Given entries START
Issue #3233, opened 2024-08-25
[feature/docs] Document `GTS_WAZERO_COMPILATION_CACHE` for caching pre-compiled WASM to disk


gmemstr:
### Is your feature request related to a problem ?

When starting up the server binary, especially on lower power machines, the `precompiling WebAssembly` step can take a while, even if the version of the binary remains unchanged.

### Describe the solution you'd like.

It may be worthwhile to look at caching the compiled WASM to disk rather than just in memory, which can then be loaded into memory on subsequent starts. This could be to a directory in `/tmp` to that reboots clear out old versions automatically. A hash/commit/revision tag could be added to the cache file to ensure when upgrading the new version is compiled and placed on disk.

### Describe alternatives you've considered.

NONE

tsmethurst:
You can do this by setting `GTS_WAZERO_COMPILATION_CACHE` to some directory :) (eg., `GTS_WAZERO_COMPILATION_CACHE=~/.cache/wazero`. We still need to document that env var.

PR #3425, opened 2024-10-13
[chore/docs] Add `/gotosocial/.cache` to Docker container, document `GTS_WAZERO_COMPILATION_CACHE`

tsmethurst:
# Description

>

This pull request adds the optional `/gotosocial/.cache` volume in the Dockerfile, and documents usage of `GTS_WAZERO_COMPILATION_CACHE` to set the compilation cache dir, for both Docker and binary deployments (with systemd).

Closes https://github.com/superseriousbusiness/gotosocial/issues/3233

### DIFF
--- a/Dockerfile
+++ b/Dockerfile
@@ -39,9 +39,10 @@ USER 1000:1000
 #
 # See https://docs.docker.com/engine/reference/builder/#workdir
 #
-# First make sure storage exists + is owned by 1000:1000, then go back
-# to just /gotosocial, where we'll run from
+# First make sure storage + cache exist and are owned by 1000:1000,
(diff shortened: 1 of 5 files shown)


NyaaaWhatsUpDoc:
i think it would be better to further specify what this cache is for in this directory, in case we ever have further need for using `/gotosocial/.cache`, so making `GTS_WAZERO_COMPILATION_CACHE=/gotosocial/.cache/wazero`

tsmethurst:
Mm, well wazero creates directories of its own inside that cache directory like `wazero_vx.x.x` or whatever, so I don't think it's really necessary, then it would end up being `~/gotosocial/.cache/wazero/wazero_vx.x.x`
Given entries END
## What the exercise asks
Which of the lines above carry the string "make"? Pick them out and copy them.

## Written response
-# First make sure storage exists + is owned by 1000:1000, then go back
+# First make sure storage + cache exist and are owned by 1000:1000,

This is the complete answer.